Please return every line in the following data that includes the string "reboot".

[Saved entries]
------------

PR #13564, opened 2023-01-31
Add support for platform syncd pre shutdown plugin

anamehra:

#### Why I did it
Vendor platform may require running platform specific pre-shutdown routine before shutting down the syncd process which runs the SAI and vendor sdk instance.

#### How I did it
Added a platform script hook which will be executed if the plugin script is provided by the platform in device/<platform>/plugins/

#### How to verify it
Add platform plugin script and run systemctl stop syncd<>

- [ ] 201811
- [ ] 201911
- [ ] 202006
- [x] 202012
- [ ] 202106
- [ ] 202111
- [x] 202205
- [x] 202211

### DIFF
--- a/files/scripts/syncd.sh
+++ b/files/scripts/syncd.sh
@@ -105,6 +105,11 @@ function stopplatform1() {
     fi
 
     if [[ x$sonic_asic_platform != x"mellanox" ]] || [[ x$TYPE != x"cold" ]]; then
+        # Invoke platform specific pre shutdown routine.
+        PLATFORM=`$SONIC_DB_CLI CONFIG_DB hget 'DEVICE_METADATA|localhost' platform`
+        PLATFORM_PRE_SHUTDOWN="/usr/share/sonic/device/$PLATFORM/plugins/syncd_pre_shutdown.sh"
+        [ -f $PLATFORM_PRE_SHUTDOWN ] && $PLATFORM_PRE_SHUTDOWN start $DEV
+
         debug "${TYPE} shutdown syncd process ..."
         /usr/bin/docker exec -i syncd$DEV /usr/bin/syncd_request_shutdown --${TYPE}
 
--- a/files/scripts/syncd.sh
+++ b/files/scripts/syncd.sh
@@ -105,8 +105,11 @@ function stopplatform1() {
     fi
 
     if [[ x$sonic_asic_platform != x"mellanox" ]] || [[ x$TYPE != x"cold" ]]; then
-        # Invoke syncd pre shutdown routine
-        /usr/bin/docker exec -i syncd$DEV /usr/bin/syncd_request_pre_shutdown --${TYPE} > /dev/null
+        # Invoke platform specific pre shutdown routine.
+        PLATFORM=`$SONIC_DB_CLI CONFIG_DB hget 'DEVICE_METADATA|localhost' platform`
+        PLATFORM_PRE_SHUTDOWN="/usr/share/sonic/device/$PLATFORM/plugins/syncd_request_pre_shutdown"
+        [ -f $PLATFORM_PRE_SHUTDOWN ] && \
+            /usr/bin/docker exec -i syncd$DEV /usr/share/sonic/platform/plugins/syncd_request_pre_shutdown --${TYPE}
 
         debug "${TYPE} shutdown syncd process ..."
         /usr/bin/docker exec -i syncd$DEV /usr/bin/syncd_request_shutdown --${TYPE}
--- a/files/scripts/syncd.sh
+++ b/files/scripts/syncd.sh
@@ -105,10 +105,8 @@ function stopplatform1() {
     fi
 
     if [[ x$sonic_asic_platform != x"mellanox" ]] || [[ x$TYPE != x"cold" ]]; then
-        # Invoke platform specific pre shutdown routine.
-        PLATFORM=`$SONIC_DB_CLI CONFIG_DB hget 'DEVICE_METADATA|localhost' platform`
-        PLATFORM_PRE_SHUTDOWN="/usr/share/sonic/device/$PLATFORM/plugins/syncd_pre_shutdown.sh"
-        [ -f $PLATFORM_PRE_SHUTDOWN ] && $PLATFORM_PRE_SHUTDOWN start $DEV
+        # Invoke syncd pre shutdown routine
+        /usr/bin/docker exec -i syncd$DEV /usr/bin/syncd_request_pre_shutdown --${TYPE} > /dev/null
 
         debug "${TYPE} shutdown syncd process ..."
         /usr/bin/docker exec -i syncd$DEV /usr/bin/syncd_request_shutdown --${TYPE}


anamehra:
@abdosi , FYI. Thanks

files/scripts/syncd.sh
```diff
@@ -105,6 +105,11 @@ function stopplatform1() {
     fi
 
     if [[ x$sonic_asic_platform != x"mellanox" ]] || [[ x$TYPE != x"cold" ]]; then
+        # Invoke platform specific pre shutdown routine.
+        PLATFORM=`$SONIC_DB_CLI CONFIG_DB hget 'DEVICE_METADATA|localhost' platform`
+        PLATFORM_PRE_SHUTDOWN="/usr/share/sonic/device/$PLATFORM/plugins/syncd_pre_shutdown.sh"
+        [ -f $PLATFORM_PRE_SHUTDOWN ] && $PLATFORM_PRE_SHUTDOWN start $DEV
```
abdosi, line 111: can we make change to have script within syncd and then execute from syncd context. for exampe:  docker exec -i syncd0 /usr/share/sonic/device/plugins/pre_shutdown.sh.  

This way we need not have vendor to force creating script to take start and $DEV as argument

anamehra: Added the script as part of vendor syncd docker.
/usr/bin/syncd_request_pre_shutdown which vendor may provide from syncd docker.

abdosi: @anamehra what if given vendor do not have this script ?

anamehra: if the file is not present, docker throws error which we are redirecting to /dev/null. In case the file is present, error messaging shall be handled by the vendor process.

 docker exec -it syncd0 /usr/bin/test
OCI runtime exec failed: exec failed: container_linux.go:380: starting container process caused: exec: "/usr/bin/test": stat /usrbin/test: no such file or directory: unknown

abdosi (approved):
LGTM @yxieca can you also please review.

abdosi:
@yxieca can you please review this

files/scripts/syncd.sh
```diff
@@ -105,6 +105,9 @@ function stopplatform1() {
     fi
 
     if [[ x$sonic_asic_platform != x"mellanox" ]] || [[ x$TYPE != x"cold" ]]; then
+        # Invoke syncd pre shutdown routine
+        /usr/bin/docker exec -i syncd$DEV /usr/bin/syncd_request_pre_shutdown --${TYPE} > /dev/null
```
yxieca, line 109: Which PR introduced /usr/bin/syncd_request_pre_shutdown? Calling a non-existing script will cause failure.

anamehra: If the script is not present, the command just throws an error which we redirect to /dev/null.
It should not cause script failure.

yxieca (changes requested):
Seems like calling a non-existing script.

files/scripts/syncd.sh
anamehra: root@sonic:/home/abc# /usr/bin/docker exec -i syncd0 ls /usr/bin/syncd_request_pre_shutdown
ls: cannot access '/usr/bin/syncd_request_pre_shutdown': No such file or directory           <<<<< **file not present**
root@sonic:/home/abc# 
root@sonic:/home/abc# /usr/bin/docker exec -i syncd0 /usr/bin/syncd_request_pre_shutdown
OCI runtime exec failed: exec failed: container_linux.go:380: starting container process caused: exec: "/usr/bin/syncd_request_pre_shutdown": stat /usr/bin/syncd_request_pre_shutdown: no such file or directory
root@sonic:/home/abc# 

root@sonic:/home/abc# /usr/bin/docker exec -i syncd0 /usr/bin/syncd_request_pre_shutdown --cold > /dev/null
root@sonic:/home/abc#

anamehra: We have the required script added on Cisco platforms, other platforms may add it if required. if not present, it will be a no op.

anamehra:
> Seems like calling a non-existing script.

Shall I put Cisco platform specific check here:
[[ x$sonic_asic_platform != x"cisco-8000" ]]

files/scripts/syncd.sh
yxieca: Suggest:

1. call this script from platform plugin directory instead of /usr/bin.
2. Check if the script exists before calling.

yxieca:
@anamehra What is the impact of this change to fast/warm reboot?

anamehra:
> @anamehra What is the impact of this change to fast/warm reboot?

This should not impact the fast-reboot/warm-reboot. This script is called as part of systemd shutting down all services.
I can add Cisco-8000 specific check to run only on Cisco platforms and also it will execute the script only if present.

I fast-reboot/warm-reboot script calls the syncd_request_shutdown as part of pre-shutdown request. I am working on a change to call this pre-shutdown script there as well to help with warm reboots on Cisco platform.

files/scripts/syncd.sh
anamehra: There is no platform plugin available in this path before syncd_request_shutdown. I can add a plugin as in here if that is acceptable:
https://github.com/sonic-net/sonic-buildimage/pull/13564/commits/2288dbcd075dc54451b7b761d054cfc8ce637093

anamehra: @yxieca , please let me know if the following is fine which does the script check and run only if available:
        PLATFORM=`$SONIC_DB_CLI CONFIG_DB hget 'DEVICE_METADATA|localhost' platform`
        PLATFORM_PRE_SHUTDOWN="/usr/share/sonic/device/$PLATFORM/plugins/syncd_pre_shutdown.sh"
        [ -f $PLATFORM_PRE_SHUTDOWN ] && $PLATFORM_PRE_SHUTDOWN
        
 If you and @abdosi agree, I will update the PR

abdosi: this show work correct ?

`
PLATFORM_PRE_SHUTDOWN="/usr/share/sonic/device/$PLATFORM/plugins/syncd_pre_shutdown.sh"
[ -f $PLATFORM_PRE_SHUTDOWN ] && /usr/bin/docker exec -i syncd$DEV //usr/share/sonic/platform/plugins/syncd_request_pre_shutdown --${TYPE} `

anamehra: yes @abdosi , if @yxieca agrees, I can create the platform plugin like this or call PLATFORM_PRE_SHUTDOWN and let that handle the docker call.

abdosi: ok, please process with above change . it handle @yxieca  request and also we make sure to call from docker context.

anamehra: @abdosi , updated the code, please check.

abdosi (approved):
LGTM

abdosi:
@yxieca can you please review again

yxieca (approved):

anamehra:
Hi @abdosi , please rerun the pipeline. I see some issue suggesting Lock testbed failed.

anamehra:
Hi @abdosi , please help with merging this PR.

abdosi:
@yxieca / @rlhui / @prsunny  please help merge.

------------

[Answer box]
@anamehra What is the impact of this change to fast/warm reboot?
> @anamehra What is the impact of this change to fast/warm reboot?
This should not impact the fast-reboot/warm-reboot. This script is called as part of systemd shutting down all services.
I fast-reboot/warm-reboot script calls the syncd_request_shutdown as part of pre-shutdown request. I am working on a change to call this pre-shutdown script there as well to help with warm reboots on Cisco platform.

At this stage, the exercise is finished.